------ DATA EXCERPTS

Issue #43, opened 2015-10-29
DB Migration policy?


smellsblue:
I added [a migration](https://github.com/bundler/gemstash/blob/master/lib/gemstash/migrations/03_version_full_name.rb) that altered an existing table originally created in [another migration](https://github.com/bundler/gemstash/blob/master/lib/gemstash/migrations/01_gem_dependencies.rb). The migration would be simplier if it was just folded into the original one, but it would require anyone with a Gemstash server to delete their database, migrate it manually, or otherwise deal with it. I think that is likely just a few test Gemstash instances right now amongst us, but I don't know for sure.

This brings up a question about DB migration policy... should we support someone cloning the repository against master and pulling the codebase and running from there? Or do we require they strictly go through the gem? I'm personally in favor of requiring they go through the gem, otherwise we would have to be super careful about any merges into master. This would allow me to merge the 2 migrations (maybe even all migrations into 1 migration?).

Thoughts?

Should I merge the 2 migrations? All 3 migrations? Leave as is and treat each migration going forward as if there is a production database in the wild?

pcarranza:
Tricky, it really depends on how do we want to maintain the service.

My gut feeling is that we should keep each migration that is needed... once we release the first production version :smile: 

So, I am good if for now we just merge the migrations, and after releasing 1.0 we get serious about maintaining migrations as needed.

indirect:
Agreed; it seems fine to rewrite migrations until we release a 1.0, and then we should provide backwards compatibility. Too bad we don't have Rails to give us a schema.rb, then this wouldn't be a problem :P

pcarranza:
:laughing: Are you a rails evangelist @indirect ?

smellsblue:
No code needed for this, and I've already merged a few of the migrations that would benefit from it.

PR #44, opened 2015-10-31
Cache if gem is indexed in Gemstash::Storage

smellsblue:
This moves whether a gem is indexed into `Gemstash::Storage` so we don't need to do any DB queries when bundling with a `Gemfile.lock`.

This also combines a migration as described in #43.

------------

AIM OF THE EXERCISE
Transcribe, with no changes, the listing above from its first line through the line with "Tricky, it really", including that line, and stop once it is done.

ANSWER BELOW
Issue #43, opened 2015-10-29
DB Migration policy?


smellsblue:
I added [a migration](https://github.com/bundler/gemstash/blob/master/lib/gemstash/migrations/03_version_full_name.rb) that altered an existing table originally created in [another migration](https://github.com/bundler/gemstash/blob/master/lib/gemstash/migrations/01_gem_dependencies.rb). The migration would be simplier if it was just folded into the original one, but it would require anyone with a Gemstash server to delete their database, migrate it manually, or otherwise deal with it. I think that is likely just a few test Gemstash instances right now amongst us, but I don't know for sure.

This brings up a question about DB migration policy... should we support someone cloning the repository against master and pulling the codebase and running from there? Or do we require they strictly go through the gem? I'm personally in favor of requiring they go through the gem, otherwise we would have to be super careful about any merges into master. This would allow me to merge the 2 migrations (maybe even all migrations into 1 migration?).

Thoughts?

Should I merge the 2 migrations? All 3 migrations? Leave as is and treat each migration going forward as if there is a production database in the wild?

pcarranza:
Tricky, it really depends on how do we want to maintain the service.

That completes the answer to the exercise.